Data protection misunderstandings in court

There is something that distinguishes those who have practised data protection law for more than five years and those who have come to it more recently. The former are in possession of a secret. It is this: GDPR did not change the fundamentals of data protection.

Look at the keystones of the law – the data protection principles in Schedule One of the Data Protection Act of 1998 (the prior law) and in Article 5 UK GDPR (the current). They are effectively identical. And in fact, they have barely changed from the principles in the 1984 Data Protection Act, and those in the Council of Europe Data Protection Convention 108 of 1981.

Yet even in the courts one still sees from time to time the misconception that the GDPR rights and obligations were something fundamentally new.

An example is a recent case in the Employment Appeal Tribunal. The details of the case are not important for this post, but what is relevant is that the claimant employee argued that information about his previous employment history at the respondent employer (from 2008-2011) should not have been allowed in evidence.
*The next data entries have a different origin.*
PR #4242, opened 2025-05-26
feat: added ability to specify GCP SA email to be used by the controller in a GKE cluster. Also added ability to specify other optional annotations if needed

ilyakazm:
# Add GCP IAM and Custom Annotations Support for Controller ServiceAccount

## Summary

- Added support for specifying a GCP IAM Service Account (`gcpSa`) for the controller’s Kubernetes `ServiceAccount`. When set, the appropriate GKE annotation is added.
- Added support for arbitrary user-defined annotations on the controller `ServiceAccount` via the `annotations` field.
- Updated Helm template, `values.yaml`, and documentation (`README.md`) to reflect these new options.

## Details

- `controller.serviceAccount.gcpSa`:  
  Allows specifying a GCP IAM Service Account email for GKE Workload Identity integration.

- `controller.serviceAccount.annotations`:  
  Allows users to add any custom annotations to the controller `ServiceAccount`.

Both new parameters are documented in `values.yaml` and the chart's `README.md`.

## Why

These changes make it easier to use the chart in GKE environments and provide flexibility for users to add any required `ServiceAccount` annotations.


charts/kargo/README.md
```diff
@@ -153,7 +153,9 @@ the Kargo controller is running.
...
+| `controller.serviceAccount.gcpSa`                                  | Specifies the email of a GCP IAM Service Account to be used by the controller in a GKE cluster. If set, the corresponding annotation will be added to the ServiceAccount. | `""` |
+| `controller.serviceAccount.annotations`                            | Additional annotations to add to the controller ServiceAccount. | `{}` |
+| `controller.serviceAccount.clusterWideSecretReadingEnabled`          | Specifies whether the controller's ServiceAccount should be granted read permissions to Secrets CLUSTER-WIDE in the Kargo control plane's cluster. Enabling this is highly discouraged and you do so at your own peril. When this is NOT enabled, the Kargo management controller will dynamically expand and contract the controller's permissions to read Secrets on a Project-by-Project basis.                                                                                                                                                                                                                                                                                                                               | `false`             |
```
hiddeco, line 158: Instead of creating a setting specifically for GCP. I think it would be better to just accept annotations being set.

ilyakazm: Fair point, indeed! I've removed the GCP specific one and just made it `iamRole` + any other custom annotations if such present. Also updated docs/comments to reflect that. Thanks for the review!

krancour:
Is there a reason this is being implemented only for the controller's SA?

krancour:
> similar to how AWS was done

I _somewhat_ wish that had been done differently way back then, but there is also a small difference between that and this... IRSA (older approach) doesn't work at all without that annotation on the controller's SA (although the newer approach, EKS Pod Identity does). Having a dedicated setting for it seemed to make sense if IRSA is in use and absolutely requires that annotation.

Contrasting the above with Workload Identity Federation, the annotation you're trying to set _isn't_ required, which makes the benefits of this PR feel arbitrary and deserving of being quite generalized.

All that said... if you are under the impression that this annotation _is_ required to make WIF work, that contradicts my understanding and means there is a flaw in our documentation -- although that particular bit of docs was updated not more than a month ago (at most) and I did personally validate the instructions at that time and never had to set this annotation.

Generalizing this would be welcome, but if instead we can determine that you don't need this annotation after all, that might be the fastest path to unblocking yourself.

krancour:
"ASAP" often comes across as very demanding. Putting that behind us, I have no interest in arguing and I'm glad it seems we can move past that.

> I'm surprised it is not already, knowing that a specific case was added for AWS at some point and no one asked to generalized it.

Note that I did explain how that came to be:

https://github.com/akuity/kargo/pull/4242#issuecomment-2913492063

charts/kargo/values.yaml
```diff
@@ -96,7 +101,12 @@ api:
   host: localhost
   ## @param api.logLevel The log level for the API server.
   logLevel: INFO
-
+  ## Service Account specific settings
+  serviceAccount:
+    ## @param api.serviceAccount.annotations Additional annotations to add to the API server ServiceAccount.
+    annotations: {}
+    # foo: bar
+    # another: value
```
krancour, line 109:
```suggestion
    # another: value

```

charts/kargo/values.yaml
```diff
@@ -26,7 +26,12 @@ global:
   podLabels: {}
   ## @param global.podAnnotations Annotations to add to pods.
   podAnnotations: {}
-
+  ## Service Account global settings
+  serviceAccount:
```
krancour, line 30: I appreciate you having done it this way. I regret that `labels` and `annotations` above were added without specifying _what_ those are applied to -- which led to the necessity of the ugly `podLabels` and `podAnnotations`. I'd love to change that if it weren't such a breaking change. At any rate, thank you for not perpetuating that ugly pattern.

charts/kargo/values.yaml
```diff
@@ -96,7 +101,12 @@ api:
   host: localhost
   ## @param api.logLevel The log level for the API server.
   logLevel: INFO
-
+  ## Service Account specific settings
```
krancour, line 104:
```suggestion
  ## ServiceAccount specific settings
```

charts/kargo/values.yaml
```diff
@@ -342,6 +352,12 @@ api:
       annotations: {}
       ## @param api.oidc.dex.securityContext Security context for Dex server pods. Defaults to `global.securityContext`.
       securityContext: {}
+      ## Service Account specific settings
```
krancour, line 355:
```suggestion
      ## ServiceAccount specific settings
```

charts/kargo/values.yaml
```diff
@@ -393,9 +409,13 @@ controller:
   serviceAccount:
     ## @param controller.serviceAccount.iamRole Specifies the ARN of an AWS IAM role to be used by the controller in an IRSA-enabled EKS cluster.
     iamRole: ""
+    ## @param controller.serviceAccount.annotations Additional annotations to add to the controller ServiceAccount.
+    annotations: {}
+    # foo: bar
+    # another: value
+
```
krancour, line 416:
```suggestion
```

charts/kargo/values.yaml
```diff
@@ -393,9 +409,13 @@ controller:
...
     ## @param controller.serviceAccount.clusterWideSecretReadingEnabled Specifies whether the controller's ServiceAccount should be granted read permissions to Secrets CLUSTER-WIDE in the Kargo control plane's cluster. Enabling this is highly discouraged and you do so at your own peril. When this is NOT enabled, the Kargo management controller will dynamically expand and contract the controller's permissions to read Secrets on a Project-by-Project basis.
     clusterWideSecretReadingEnabled: false
```
krancour, line 418:
```suggestion
    clusterWideSecretReadingEnabled: false

```

charts/kargo/values.yaml
```diff
@@ -580,6 +600,12 @@ externalWebhooksServer:
     # nodePort:
     ## @param externalWebhooksServer.service.annotations Annotations to add to the external webhook server's service. Merges with `global.annotations`, allowing you to override or add to the global annotations.
     annotations: {}
+  ## Service Account specific settings
```
krancour, line 603:
```suggestion
  ## ServiceAccount specific settings
```

charts/kargo/values.yaml
```diff
@@ -612,6 +638,12 @@ managementController:
     serviceAccounts:
       ## @param managementController.reconcilers.serviceAccounts.maxConcurrentReconciles optionally overrides the maximum number of ServiceAccount resources the management controller can reconcile concurrently.
       maxConcurrentReconciles:
+  ## Service Account specific settings
```
krancour, line 641:
```suggestion
  ## ServiceAccount specific settings
```

krancour:
This LGTM, although I may follow up myself with another PR to cleanup how/where the new `serviceAccount` section is positioned under each component. I'd like it to be pretty consistent, but there are already too many inconsistencies with how other sections are laid out from component-to-component, so it's not worth dealing with here.

krancour:
@ilyakazm this is totally generally useful and appreciated.

In the end, what was standing in the way of WIF working? It would be a good thing to know in case a doc clarification might be in order.

krancour:
Superseded by #4264

krancour:
> In any case, many thanks for adding WIF support in 1.5.0

Were you already on 1.5.0 when running into these issues? Falling back from a Project-specific GSA to the controller's GSA was new in 1.5.0.

> I'm wondering if a controller, after several attempts to authenticate with project-specific SA could fall back to its own KSA/GSA to get the token?

It should already be doing this. Whatever token it finds gets cached for some period. The cache key includes the Project name, so you might see attempts by multiple Projects to get a Project-specific GSA and then fall back to the controller's GSA. Or you might see one Project go through this anew each time the token expires.

If you have any logs you want to share, they could be helpful.

ilyakazm:
> Were you already on 1.5.0 when running into these issues? Falling back from a Project-specific GSA to the controller's GSA was new in 1.5.0.

Yes, I upgraded Kargo chart as soon as I saw 1.5.0 is out to test the WIF stuff.

> It should already be doing this. Whatever token it finds (regardless of being Project-specific or the controller's) gets cached for some period. The cache key includes the Project name, so you might see attempts by multiple Projects to get a Project-specific GSA and then fall back to the controller's GSA. Or you might see one Project go through this anew each time the token expires.

Awesome, good to know! Totally might be a cache issue here, indeed. We also suspected that at some point, tried to restart controller pod few times to see if this will force cache to clear - maybe  I was just too impatient and indeed just needed to wait a bit longer for token to refresh 🤷 Maybe deletion of that SA in question coincided with token renewal, not too sure.

As to logs - the logline that Antoine [shared](https://github.com/akuity/kargo/pull/4242#issuecomment-2916527269) earlier, was pretty useful as it pointed us to a thought that controller is likely still trying to use project-specific SA to get a token instead of falling back to its own SA - beside it I couldn't not spot anything noteworthy on other loglines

One argument in support of this was that the lengthy retention of this information was in breach of the employer’s data protection obligations (and the claimant had received correspondence from the Information Commissioner’s Office broadly agreeing with this).

But in response to this argument the respondent employer asserted that

Prior to [GDPR coming into effect on 25 May 2018] there was no right to erase. Accordingly, the period during which the respondent should arguably have taken steps to delete data was around nine months from this point until 28 February 2019.

This fails to recognise that, even if there was no express right to erasure prior to GDPR (n.b. there was certainly an implied right, as the European Court of Justice found in Google Spain) there was certainly an obligation on a data controller employer not to retain personal data for longer than was necessary (see paragraph 5 Schedule One to the 1998 Act).

The judge, however, accepted the respondent’s argument (although in all fairness to her she does point out that neither party took her to the legislation or the case law):

I accept that the ICO’s reference to retention being likely to breach data protection requirements, was (at its highest) concerned with the nine month period between the GDPR coming into effect and the claimant indicating an intention to commence litigation

That is not what the the quoted correspondence (at paragraph 17) from the ICO said, and it is not a correct statement of the law. If the period of retention of the data was excessive, there is no reason to say it was not in contravention of the prior law, as well as GDPR.

Ultimately, it is doubtful that this would have made much difference. As often in such proceedings, the relevance of the information to the matter was key:

in so far as the Respondent was in breach of data protection law for the nine month period I have referred to, it does not follow from this that the documentation was inadmissible in the [Employment Tribunal] proceedings

But one wonders if the judge might have taken a slightly different view of, instead, she had found that the Respondent was in fact in breach of data protection law for several years (rather than just nine months).

The views in this post (and indeed most posts on this blog) are my personal ones, and do not represent the views of any organisation I am involved with.